How Could You Babe? is essentially a ballad about an ex-love moving on to somebody else, and Jesso’s voice almost resembles a howl, full of searching questions, with no easy answers, each verse slowly building to a glorious release, Hollywood reaches back to his Los Angeles experience, The Wait is a lovely pop-infused song, which sees Jesso moving over to guitar. Tell the Truth is a brilliant composition, which Jesso has a lot of fun with, drawing it out for longer than the album version, so he can “look at everyone in the eye”, which he charmingly attempts to do. True Love, a perfect companion to his song Just a Dream, sounds like it should have been on the record, but was a demo that he had created around the same time, and it fills the space with its fuzzy, vague beauty.

Without You is a perfect song, so sensual, haunted by passion and the loss of that passion, and live it just soars, as he sings, “Why can’t you just love me?/Should I move on or should I wait?/How’d you get so high above me?/I reach higher every day/ But nothing changes/ No, it all just stays the same”, it is so disarming in its raw honesty. My friend Peter, said that almost every song (pleasingly) “sounds like an alternative soundtrack to Hill Street Blues” and I knew exactly what he meant, there is something so familiarly melancholy, Mike Post-influenced, though situated in more of a late ’60’s/’70’s musical haze, bringing to mind antecedents like Randy Newman, and Harry Nilsson – who themselves were so closely enmeshed.

He provides two covers, Carmichael and Gorrell’s Georgia on my Mind and Big Star’s Thirteen – so beautifully rendered, again, the word transformative comes to mind. And I couldn’t help but think how Jesso’s own compositions almost sound like covers of lost classics, and in time to come, how others will undoubtedly cover his work, because they feel the same way.

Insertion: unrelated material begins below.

PR #50, opened 2019-08-19
Handle Korean with an extra 'span' layer under <li> XPath selector

jacksonllee:
The reason why wikipron didn't work for Korean is that Korean has an extra `<span>` layer (for specifying fonts, it looks like), which couldn't be handled by the existing XPath selector of `//li[sup[a` and would require something to the effect of `//li[span[sup[a`. This PR expands this `<li>` XPath selector to handle Korean. I wouldn't be surprised if CKJ or other languages that would need special font treatment would benefit from this change.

He jokes about being in a church on a Sunday, and how part of a church’s remit is to not turn anyone away, and what do people do who don’t have tickets to a sold out show? People were sending him messages earlier about that very thing, and his advice? “Just turn up, they can’t turn you away”, which partly reflects his sense of life, kind of wide-eyed and yet wry; his songs so understated, and spare, but adding up to something quite spectacular and very special. He returns in December, with a band, an early Christmas present.